Data supplied ::
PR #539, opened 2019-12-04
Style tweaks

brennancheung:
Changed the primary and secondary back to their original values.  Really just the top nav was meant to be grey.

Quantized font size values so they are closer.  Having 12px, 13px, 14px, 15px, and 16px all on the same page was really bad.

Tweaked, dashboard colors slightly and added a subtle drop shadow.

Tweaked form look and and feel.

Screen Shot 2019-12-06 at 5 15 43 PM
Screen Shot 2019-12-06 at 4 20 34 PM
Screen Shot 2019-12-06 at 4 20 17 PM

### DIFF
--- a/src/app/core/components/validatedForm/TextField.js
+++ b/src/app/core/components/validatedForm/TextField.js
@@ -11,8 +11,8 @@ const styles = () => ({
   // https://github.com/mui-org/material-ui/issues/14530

---

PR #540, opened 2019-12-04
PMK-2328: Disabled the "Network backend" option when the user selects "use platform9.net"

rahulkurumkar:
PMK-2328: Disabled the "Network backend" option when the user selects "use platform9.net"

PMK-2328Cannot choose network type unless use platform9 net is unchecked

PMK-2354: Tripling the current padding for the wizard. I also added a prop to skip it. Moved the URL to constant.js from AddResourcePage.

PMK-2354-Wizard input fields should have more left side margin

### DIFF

The task :: Using the records above, set down exactly the lines from the one with "PR #539, opened 2019-12-04" through the one with "Tweaked, dashboard colors", inclusive, and nothing more.

Response ::
PR #539, opened 2019-12-04
Style tweaks

brennancheung:
Changed the primary and secondary back to their original values.  Really just the top nav was meant to be grey.

Quantized font size values so they are closer.  Having 12px, 13px, 14px, 15px, and 16px all on the same page was really bad.

Tweaked, dashboard colors slightly and added a subtle drop shadow.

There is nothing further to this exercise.